Un grupo auto llamado ‘Medusa’ secuestro información sensible de inversores argentinos.

El ente regulador del mercado de capitales argentino, la Comisión Nacional de Valores (CNV), comunicó este último fin de semana que fue víctima de un ataque cibernético. La entidad, cuyos datos registran las operaciones diarias del mercado financiero y que por su rol de control tiene acceso a información sensible de miles de inversores y empresas emisoras de activos negociables en el país, dijo que pudo aislar el ataque de manera de evitar la expansión del mismo y que ahora trabaja en reestablecer los servicios.
El software utilizado para el hackeo es uno que está ganando notoriedad en el mundo de la cyberseguridad: Medusa. En el opaco mundo de los hackers, Medusa se volvió enormemente visible en base a varios golpes exitosos contra empresas e instituciones.

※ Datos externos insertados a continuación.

PR #720, opened 2023-01-08
feat: Parse Logs and LogData from all contracts used

### LINKED ISSUE #713: Problem parsing `log()` from external calls
> This problem first came from [this Discord thread](https://discord.com/channels/732892373507375164/1034937869736878160/1052227259785805915)

Given this interaction flow:
 - `User` -> `Contract1` -> `Contract2`

Let's imagine the following:

1. User call `Contract1.method_x`
2. `Contract1.method_x` have a single call to  `Contract2.method_y`
3. `Contract2.method_y` do a simple `log()` call

The flow below will return the `log()` _(from `Contract2`)_ to the user, but it seems like the SDK tries to parse it using the `Contract1` ABI definitions, which seems to be causing problems.

I've put up a simple repro on this [branch](https://github.com/FuelLabs/fuels-ts/tree/aa/chore/external-log-repro) _(diff [here](https://github.com/FuelLabs/fuels-ts/compare/master..aa/chore/external-log-repro))_, and a simple screenshot below for more reference.

<details>
  <summary>Show screenshot</summary>

repro

</details>

camsjams:
Closes #713 

The main idea here is that the receipts data from a transaction has `receipt.id` that are for each contract Id involved, so for every contract that has a log, the log data will show up in the receipts using the associated contract id.

This means we keep track of all attached contracts and then the log data can be parsed correctly using the matching contract's log types.

### DIFF
--- a/.changeset/four-gorillas-admire.md
+++ b/.changeset/four-gorillas-admire.md
@@ -1,0 +1,8 @@
+---
+"@fuel-ts/example-contract": patch
+"fuels": patch
+"@fuel-ts/script": patch
+"@fuel-ts/wallet": patch
+---
+
+Segregating exported library and test utilities
--- a/docs/_guide/testing/index.md
+++ b/docs/_guide/testing/index.md
@@ -11,3 +11,16 @@ In order to test your Sway and TS-SDK applications, you can test your code in a 
 ### Testing with TS-SDK
 
 To test your Sway applications using the TS-SDK, you can pick whatever testing library or framework you feel comfortable with. There isn't any specific testing framework needed, it is entirely up to the user. That being said, the TS-SDK uses [Jest](https://jestjs.io/) for its tests.
+
+### Wallet Test Utilities
+
+You'll often want to create one or more test wallets when testing your contracts.
+
+For this, you can find two simple utilities on the wallet package:
+
+- [`@fuel-ts/wallet`](https://github.com/FuelLabs/fuels-ts/tree/master/packages/wallet#test-utilities)
+
+See also:
+
+1. [Setting up test wallets](../wallets/test-wallets.md)
+2. [Testing with Jest](./testing-with-jest.md)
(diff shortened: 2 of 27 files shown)


packages/abi-coder/src/interface.ts
```diff
@@ -42,13 +42,15 @@ export default class Interface {
   readonly abi: ABI | null;
   readonly types: ReadonlyArray<JsonFlatAbiFragmentType>;
   readonly loggedTypes: ReadonlyArray<JsonAbiLogFragment>;
+  private logTypeHash: { [id: string]: ReadonlyArray<JsonAbiLogFragment> };
```
arboleya, line 45: This variable name could be more self-explanatory.

Here's a simple suggestion to increase clarity.

```ts
/*
  Same as the `loggedTypes` above, but dedicated to external contracts
  added via `<base-invocation-scope.ts>.addContracts()` method. This is
  used to decode logs from contracts other than the main contract
  we're interacting with.
*/
private externalLoggedTypes: { [contractId: string]: ReadonlyArray<JsonAbiLogFragment> };
```

packages/abi-coder/src/interface.ts
```diff
@@ -173,4 +177,8 @@ export default class Interface {
 
     return this.abiCoder.encode(fragment.outputs, values);
   }
+
+  updateLoggedTypes(id: string, loggedTypes: JsonAbiLogFragment[]) {
+    this.logTypeHash[id] = loggedTypes;
+  }
```
arboleya, line 183: This method name suggests that it will update the `loggedTypes` variable, which can be confusing (_when looked at from the outside_) since it modifies the `logTypeHash` instead.

Following my first suggestion of renaming the `logTypeHash` variable to `externalLoggedTypes`, this could follow the same rationale and be something like this: 

```ts
  /*
    Called from `<base-invocation-scope.ts>.addContracts()` method,
    used for saving the `loggedTypes` ABI definitions referring to
    external contracts being added, needed for proper log decoding.
  */
  addExternalLoggedTypes(contractId: string, loggedTypes: JsonAbiLogFragment[]) {
    this.externalLoggedTypes[contractId] = loggedTypes;
  }
```

arboleya (changes requested):

digorithm (approved):
Great work!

La notoriedad, se sabe, crea imitadores con lo cual, genera además ataques de terceros que se hacen pasar por el temido grupo. Pero de una forma o de la otra, explican los expertos, generan un fenómeno temible. Los piratas informáticos de Medusa se dedican al ransomware, una modalidad de hackeo que consiste en acceder a la red de una víctima y encriptar toda la información de sus sistemas para volverlos inutilizables.
Una vez vulnerada la seguridad y secuestrada la información, los atacantes exigen un rescate a cambio de devolver el control de los sistemas a sus dueños. El problema es que una vez vulnerada la seguridad, pagar no soluciona el problema porque los atacantes siguen teniendo acceso al sistema y los datos, muchas veces secretos, ya están comprometidos.